■ **PROBLEM STATEMENT**
Reproduce the data that follows precisely.

[Collected data entries]

PR #2321, opened 2018-02-28
INFINITY-3211 Fix flakes in TaskKiller unit tests (#2317)

nickbp:
BACKPORT of #2317

Support disabling the background executor in tests, so that it doesn't kill tasks when we don't expect it.


elezar:
I merged this PR with failing HDFS tests -- as these are a known issue and are being addressed in #2327.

■ **TASK OUTPUT**
PR #2321, opened 2018-02-28
INFINITY-3211 Fix flakes in TaskKiller unit tests (#2317)

nickbp:
BACKPORT of #2317

Support disabling the background executor in tests, so that it doesn't kill tasks when we don't expect it.


elezar:
I merged this PR with failing HDFS tests -- as these are a known issue and are being addressed in #2327.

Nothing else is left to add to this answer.